David Albert Cooper  (19 April 1949 – 18 March 2018) was an Australian HIV/AIDS researcher, immunologist, professor at the University of New South Wales, and the director of the Kirby Institute. He and Professor Ron Penny diagnosed the first case of HIV in Australia.

Education
Cooper received a Bachelor of Science from the University of Sydney in 1969 and an MBBS from Sydney Medical School in 1972. After completing his residency at St Vincent's Hospital, he was awarded a postgraduate research scholarship by the University of New South Wales (UNSW) to study immunology.

Career
In 1975, Cooper went to Tucson, Arizona, where he was a research fellow at the University of Arizona Medical Center. He then returned to St Vincent's Hospital in Sydney and was promoted to an immunology staff specialist position in 1979.

Cooper travelled to Boston, Massachusetts and worked as a research fellow in cancer immunology in 1981—the beginning of the outbreak of HIV/AIDS in the United States.

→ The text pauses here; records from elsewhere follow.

PR #3432, opened 2022-06-08
Clarify blendColor clamps iff unextended webgl1.

### LINKED ISSUE #3413: Revisit constant blend color clamping test
The `conformance/rendering/blending.html` test and ANGLE do not agree whether the constant blend color should be clamped when floating-point color buffers are not supported.

Specifically, ANGLE clamps the color value on store on non-extended ES 2.0 contexts (likely following the example [here](https://chromium-review.googlesource.com/c/angle/angle/+/1541723/comments/36d38fdf_067eb122)). While the WebGL test has different expectations.

/cc @kdashg @kenrussell

kdashg:
Update test to test this.
s/GLclampf/GLfloat/ for blendColor args.
Resolves #3413.

### DIFF
--- a/specs/latest/1.0/index.html
+++ b/specs/latest/1.0/index.html
@@ -2034,8 +2034,10 @@ WebGLRenderingContext includes WebGLRenderingContextOverloads;
     <dl class="methods">
         <dt class="idl-code">void activeTexture(GLenum texture)
             <span class="gl-spec">(<a href="http://www.khronos.org/registry/gles/specs/2.0/es_full_spec_2.0.25.pdf#nameddest=section-3.7">OpenGL ES 2.0 &sect;3.7</a>, <a class="nonnormative" href="http://www.khronos.org/opengles/sdk/2.0/docs/man/xhtml/glActiveTexture.xml">man page</a>)</span>
-        <dt class="idl-code">void blendColor(GLclampf red, GLclampf green, GLclampf blue, GLclampf alpha)
+        <dt class="idl-code">void blendColor(GLfloat red, GLfloat green, GLfloat blue, GLfloat alpha)
             <span class="gl-spec">(<a href="http://www.khronos.org/registry/gles/specs/2.0/es_full_spec_2.0.25.pdf#nameddest=section-4.1.6">OpenGL ES 2.0 &sect;4.1.6</a>, <a class="nonnormative" href="http://www.khronos.org/opengles/sdk/2.0/docs/man/xhtml/glBlendColor.xml">man page</a>)</span>
+            <dd>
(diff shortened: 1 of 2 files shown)


specs/latest/1.0/index.html
```diff
@@ -2034,8 +2034,10 @@ <h4>Setting and getting state</h4>
     <dl class="methods">
         <dt class="idl-code">void activeTexture(GLenum texture)
             <span class="gl-spec">(<a href="http://www.khronos.org/registry/gles/specs/2.0/es_full_spec_2.0.25.pdf#nameddest=section-3.7">OpenGL ES 2.0 &sect;3.7</a>, <a class="nonnormative" href="http://www.khronos.org/opengles/sdk/2.0/docs/man/xhtml/glActiveTexture.xml">man page</a>)</span>
-        <dt class="idl-code">void blendColor(GLclampf red, GLclampf green, GLclampf blue, GLclampf alpha)
+        <dt class="idl-code">void blendColor(GLfloat red, GLfloat green, GLfloat blue, GLfloat alpha)
             <span class="gl-spec">(<a href="http://www.khronos.org/registry/gles/specs/2.0/es_full_spec_2.0.25.pdf#nameddest=section-4.1.6">OpenGL ES 2.0 &sect;4.1.6</a>, <a class="nonnormative" href="http://www.khronos.org/opengles/sdk/2.0/docs/man/xhtml/glBlendColor.xml">man page</a>)</span>
+            <dd>
+                <code>blendColor</code> clamps its arguments to the range 0 to 1 in WebGL 1, unless EXT_color_buffer_half_float or WEBGL_color_buffer_float are enabled.
```
lexaknyazev, line 2040: For consistency, please consider using "WebGL 1.0" instead of "WebGL 1".

lexaknyazev (commented):
Since this test is exclusively focused on constant blend color clamping, could we rename it to something more specific than `blending.html` to make test expectations and results in implementations' CI more descriptive?

kdashg:
> Since this test is exclusively focused on constant blend color clamping, could we rename it to something more specific than `blending.html` to make test expectations and results in implementations' CI more descriptive?

Maybe, but getting this perfect is low priority for me. PRs welcome!

lexaknyazev:
https://github.com/KhronosGroup/WebGL/blob/2f1b7f49963614451b205a93e10ba643cce60e50/sdk/tests/conformance/rendering/blending.html#L163-L171

Should this part use `EXT_color_buffer_half_float` instead?

lexaknyazev:
Both RGBA16F and RGBA32F cases fail on WebGL 1.0 because the blend color is not re-set after the extensions are enabled.

lexaknyazev (approved):
LGTM. Will follow-up with the remaining fixes.

kenrussell:
Merging per agreement in yesterday's WebGL concall. @lexaknyazev will follow up with a revision for the WebGL 1.0 + extension cases.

Having seen the symptoms of HIV/AIDS in young gay men in the U.S., Cooper returned to Australia and resumed his role at St Vincent's Hospital, where he recognised the same illness in young Australian men who had recently travelled to the U.S. He is credited together with Professor Ron Penny of diagnosing the first case of HIV in Australia in 1982  and published a seminal case series on HIV seroconversion illness in The Lancet in 1985. He also reported the first observation of HIV transmission during breastfeeding in the world in 1985. He was awarded a Doctor of Medicine by UNSW in 1983 and appointed a senior lecturer at the university in 1986. In the same year he was named director of the newly founded National Centre in HIV Epidemiology and Clinical Research (now the Kirby Institute).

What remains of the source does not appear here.